I remember there were the faint strains of "Super Trouper" over the radio which I've always liked, but remembered you hated. No good groups came before the 80s was your motto and your creed. We'd debated about that too in the past. That time I didn't even need to tell you what I was thinking because you said there was a special level of hell reserved for ABBA and ABBA cultists. I just smiled, maybe bobbed my head a little, and you knew where my head was at. I never defined myself as an ABBA cultist, but definitely a patron. Sometimes I wish you could have heard when I heard them play. Sometimes I wish you could have seen what I saw when I saw the world. But that would make as much sense as asking you to agree with me on principle. Where would the fun be in that?
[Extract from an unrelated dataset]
PR #33, opened 2019-12-09
Update agent.py file to handle bad compressor output strings

jseibert575:
If the compressor spits out a bad string, the agent skips that data block and prints the output into logs


agents/cryomech-cpa1114/cryomech_cpa1114_agent.py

That would have been like debating why I like clam chowder and you liked broccoli cheddar. It's a soup built around a vegetable. I didn't get it. I still don't. The day vegetables are the show to meat's or bread's prelude is the day I reconsider my whole theory that vegetables killed the dinosaurs. I enjoyed my soup. You enjoyed yours that day. That was the important fact, not the fact we disagreed about a great many things. Supposedly, I was cocky and you were humble, but I seem to recall many an instance where you flashed a little tenacity and broke for the hills on a moment's notice. That was what was so great about you--you could pick pretty great places for soup and you could pick your battles pretty adequately. You never fought just to fight. You never disagreed to disagree. For you to stick your opinion in it had either to be for a good reason... or for a good laugh, which often were intertwining goals for you.
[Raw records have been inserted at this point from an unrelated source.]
PR #37, opened 2020-01-27
Added docs on how to setup .ssh permissions for pysmurf archiver

jlashner:
Not much here to review, but I thought this would be a good place to discuss/finalize how to setup ssh permissions for the pysmurf-archiver so it can copy over files from the smurf-server. The docs describe how I currently set it up at UCSD, and it seems to work and not require much effort. If you have any problems with it let me know, otherwise I'll go ahead and merge it and use this method whenever I set up the archiver.

### DIFF
--- a/docs/agents/pysmurf/pysmurf-archiver.rst
+++ b/docs/agents/pysmurf/pysmurf-archiver.rst
@@ -38,7 +38,8 @@ Example site-config entry::
 
 Setting up SSH Permissions
 --------------------------
-This still needs work...
+For instructions on how to setup ssh-permissions for the pysmurf-archiver,
+see the following SO-wiki page: http://simonsobservatory.wikidot.com/daq:smurf-ssh-permissions
 
 Docker Configuration
 --------------------
@@ -55,6 +56,7 @@ The docker-compose entry is similar to that of the pysmurf-monitor. For example:
             MYSQL_PASSWORD: ${DB_PW}
         volumes:
             - ${OCS_CONFIG_DIR}:/config
+            - /home/ocs:/home/ocs
             - /data:/data
         depends_on:
             - "sisock-crossbar"


mhasself:
I have a few comments on this:
- In the pysmurf-archiver docs, it's not clear where that Agent needs to run.  Close to the storage or close to the pysmurf?  I have figured out that it must be close to the storage...
- There are security implications for using ssh keys without password protection.  That needs to be mentioned.  Under what circumstances should a user be more cautious about this?
- Mention: If a single archiver is used for multiple smurf-servers, the same ssh key can/should be re-used.
- Is OCS_CONFIG_DIR the directory that we commit to ocs-site-configs?  If so then there's a greater risk that people will add and commit their ssh keys to the repo.  Normally one does not want to do that.  What's our stance on this?
- Am I alone in finding it annoying when directories are hidden, when they don't need to be?  The smurf-server directory could be called "dot_ssh", or "ssh_config", and mounted into .ssh in the docker.  This is a minor gripe, but is related to the previous item.

BrianJKoopman:
> In the pysmurf-archiver docs, it's not clear where that Agent needs to run.  Close to the storage or close to the pysmurf?  I have figured out that it must be close to the storage...

I'm going to second this. A diagram in the docs might help? I thought I knew where it should run, but am confused by the `ssh-copy-id` command indicating the smurf-user and smurf-hostname. I thought it was moving files off the smurf-server?

> There are security implications for using ssh keys without password protection.  That needs to be mentioned.  Under what circumstances should a user be more cautious about this?

Definitely this. Is smurf-user in the docker group? If so, we probably should even change the user on the storage end to a more restrictive one.

> Is OCS_CONFIG_DIR the directory that we commit to ocs-site-configs?  If so then there's a greater risk that people will add and commit their ssh keys to the repo.  Normally one does not want to do that.  What's our stance on this?

Yeah, it's in ocs-site-configs. Can we just add `.ssh/*` to `.gitignore`?

> Am I alone in finding it annoying when directories are hidden, when they don't need to be?  The smurf-server directory could be called "dot_ssh", or "ssh_config", and mounted into .ssh in the docker.  This is a minor gripe, but is related to the previous item.

I'm more in favor of `ssh_config/` or even just `ssh/`. I don't find it bothersome, but not having it hidden will make it clearer for users probably.

### Misc
* Usually systems are unhappy if `.ssh/` doesn't have 700 permissions, is this addressed?

jlashner:
All really good feedback

- The archiver does run close to storage. I'll put that into the documentation. The reason the ssh-key is needed in the first place is so that rsync can copy files from the smurf-server without password verification each time. This requires the OCS user on the storage node to have an ssh-id that is put in the smurf-server's `authorized users` file.

- If you password encrypt the ssh key, do you have to enter that password whenever you use it? cryo:smurf does have docker permissions on the smurf-srv. What do you mean by change the storage user to be more specific? Does this mean to replace the `ocs` user with a new user? Could this be solved by setting the ssh dir permissions to 700, and not allowing the `ocs` group access to the file?

- I support renaming the directory to `ssh_config` and adding it to the git ignore. Do you think this is safe enough or do you think people will still find a way to put it on github?

- UCSD's ssh file does not have 700 permissions but that should be changed. I'll add it to the docs.

BrianJKoopman:
> If you password encrypt the ssh key, do you have to enter that password whenever you use it? cryo:smurf does have docker permissions on the smurf-srv. What do you mean by change the storage user to be more specific? Does this mean to replace the `ocs` user with a new user? Could this be solved by setting the ssh dir permissions to 700, and not allowing the `ocs` group access to the file?

Yeah, unless a keyring is used. But then you'd need to unlock the keyring...

My concern is that a compromised key then effectively gives root access on the smurf-srv, since an account with docker permissions is root equivalent. I meant only that a different user with permissions to read the files you want to copy could be used (i.e. one that doesn't have docker permissions, so that a compromised key, while bad, isn't as bad...)

> I support renaming the directory to `ssh_config` and adding it to the git ignore. Do you think this is safe enough or do you think people will still find a way to put it on github?

Not sure, people could always force add it. We should maybe keep a closer eye on that repo if we want to track this.

jlashner:
It seems like if we're really concerned about this it makes the most sense to just remove the cryo user from the docker group. I think people (including myself) are already using ssh keys to connect to smurf-servers...

jlashner:
Merging cause matthew said so.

Eventually, I was getting to the dregs of my bowl. All the clams had been claimed and all the chowder had been chowed. I asked you innocently if you wanted to try some. When you said yes, I proceeded to drop the rest of the contents of my bowl into your bowl. Then I waited for the explosion. On a scale from sparkler to Hiroshima, yours didn't even rate a cigarette butt. You just kept right on eating on your intermingling soup, my screwed-up face watching on, and told me that it didn't taste all that bad. On further review, it was just cheddar, broccoli, potatoes, and chowder in one lump sum. Nothing to fret there. I guess it was just the thought of two things that weren't together being deposited on top of one another. It sounded more gross than it actually was. All I remember was afterwards, watching you finish the soup(s) with such gusto in your performance, was how much I still wanted to eat mine.


where my friends will meet no more

That was you, though, taking all I could give and never flinching.

----

I had the chance to go back to that soup place this past weekend, the first since you died. I even ordered the same things--broccoli cheddar and clam chowder. This time I mixed them both beforehand.

I imagined it didn't taste half as good as when we were there together.